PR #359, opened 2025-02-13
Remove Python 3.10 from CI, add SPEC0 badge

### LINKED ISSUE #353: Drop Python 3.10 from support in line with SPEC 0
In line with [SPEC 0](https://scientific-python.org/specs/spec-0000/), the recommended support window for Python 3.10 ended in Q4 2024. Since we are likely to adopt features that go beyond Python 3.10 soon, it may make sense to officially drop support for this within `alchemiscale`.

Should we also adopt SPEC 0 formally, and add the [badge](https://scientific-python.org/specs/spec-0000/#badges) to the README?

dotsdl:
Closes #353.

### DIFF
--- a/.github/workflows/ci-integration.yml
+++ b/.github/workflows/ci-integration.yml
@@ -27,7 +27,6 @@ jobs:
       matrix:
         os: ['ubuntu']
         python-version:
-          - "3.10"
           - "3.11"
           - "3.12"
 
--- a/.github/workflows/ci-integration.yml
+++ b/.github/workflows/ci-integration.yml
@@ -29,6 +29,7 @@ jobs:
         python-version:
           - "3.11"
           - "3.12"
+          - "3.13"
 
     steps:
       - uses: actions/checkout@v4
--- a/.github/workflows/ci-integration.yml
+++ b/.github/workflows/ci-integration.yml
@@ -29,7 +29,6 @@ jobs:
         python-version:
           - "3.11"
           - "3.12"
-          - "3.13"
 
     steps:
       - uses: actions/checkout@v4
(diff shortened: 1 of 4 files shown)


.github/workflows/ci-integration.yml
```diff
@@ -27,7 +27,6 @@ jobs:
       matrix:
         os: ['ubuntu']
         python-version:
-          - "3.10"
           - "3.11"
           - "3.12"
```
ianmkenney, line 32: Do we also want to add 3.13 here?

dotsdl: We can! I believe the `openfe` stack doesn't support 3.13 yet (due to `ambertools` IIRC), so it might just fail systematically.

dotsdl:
...
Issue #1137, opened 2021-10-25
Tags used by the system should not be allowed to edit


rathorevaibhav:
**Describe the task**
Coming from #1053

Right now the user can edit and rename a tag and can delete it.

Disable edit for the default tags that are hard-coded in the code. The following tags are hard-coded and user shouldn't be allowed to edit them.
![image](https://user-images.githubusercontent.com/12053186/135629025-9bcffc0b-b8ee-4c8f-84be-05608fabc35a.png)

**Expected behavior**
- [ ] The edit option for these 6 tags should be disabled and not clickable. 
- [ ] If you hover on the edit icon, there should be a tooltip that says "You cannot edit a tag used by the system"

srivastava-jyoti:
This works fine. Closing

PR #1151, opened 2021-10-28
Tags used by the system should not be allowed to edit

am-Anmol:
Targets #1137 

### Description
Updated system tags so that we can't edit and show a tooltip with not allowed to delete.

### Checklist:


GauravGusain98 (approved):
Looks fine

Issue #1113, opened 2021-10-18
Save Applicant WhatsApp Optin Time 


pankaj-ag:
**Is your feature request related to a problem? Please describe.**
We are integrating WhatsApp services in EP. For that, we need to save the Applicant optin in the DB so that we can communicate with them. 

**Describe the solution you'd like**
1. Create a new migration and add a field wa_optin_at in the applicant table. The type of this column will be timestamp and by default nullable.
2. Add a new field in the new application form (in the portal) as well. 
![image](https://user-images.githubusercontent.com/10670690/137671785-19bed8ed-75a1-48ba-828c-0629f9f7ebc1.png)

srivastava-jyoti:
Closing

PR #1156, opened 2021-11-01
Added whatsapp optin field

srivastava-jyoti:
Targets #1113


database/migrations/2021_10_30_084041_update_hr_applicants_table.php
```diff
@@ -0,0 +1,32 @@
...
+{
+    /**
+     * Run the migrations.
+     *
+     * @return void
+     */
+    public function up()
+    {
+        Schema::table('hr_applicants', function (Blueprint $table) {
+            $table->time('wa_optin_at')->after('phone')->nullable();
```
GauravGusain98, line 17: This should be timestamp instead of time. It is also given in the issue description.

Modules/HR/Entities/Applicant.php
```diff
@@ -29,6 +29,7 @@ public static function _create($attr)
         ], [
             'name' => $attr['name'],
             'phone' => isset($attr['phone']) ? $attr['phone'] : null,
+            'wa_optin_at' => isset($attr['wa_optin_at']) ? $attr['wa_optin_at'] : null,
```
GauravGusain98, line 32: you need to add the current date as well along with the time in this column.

WORK TO COMPLETE: Only the lines above from the line with "We are integrating" to the line with "GauravGusain98, line 32: you", those two lines included, should be reproduced exactly.

ANSWER TO THIS TASK:
We are integrating WhatsApp services in EP. For that, we need to save the Applicant optin in the DB so that we can communicate with them. 

**Describe the solution you'd like**
1. Create a new migration and add a field wa_optin_at in the applicant table. The type of this column will be timestamp and by default nullable.
2. Add a new field in the new application form (in the portal) as well. 
![image](https://user-images.githubusercontent.com/10670690/137671785-19bed8ed-75a1-48ba-828c-0629f9f7ebc1.png)

srivastava-jyoti:
Closing

PR #1156, opened 2021-11-01
Added whatsapp optin field

srivastava-jyoti:
Targets #1113


database/migrations/2021_10_30_084041_update_hr_applicants_table.php
```diff
@@ -0,0 +1,32 @@
...
+{
+    /**
+     * Run the migrations.
+     *
+     * @return void
+     */
+    public function up()
+    {
+        Schema::table('hr_applicants', function (Blueprint $table) {
+            $table->time('wa_optin_at')->after('phone')->nullable();
```
GauravGusain98, line 17: This should be timestamp instead of time. It is also given in the issue description.

Modules/HR/Entities/Applicant.php
```diff
@@ -29,6 +29,7 @@ public static function _create($attr)
         ], [
             'name' => $attr['name'],
             'phone' => isset($attr['phone']) ? $attr['phone'] : null,
+            'wa_optin_at' => isset($attr['wa_optin_at']) ? $attr['wa_optin_at'] : null,
```
GauravGusain98, line 32: you need to add the current date as well along with the time in this column.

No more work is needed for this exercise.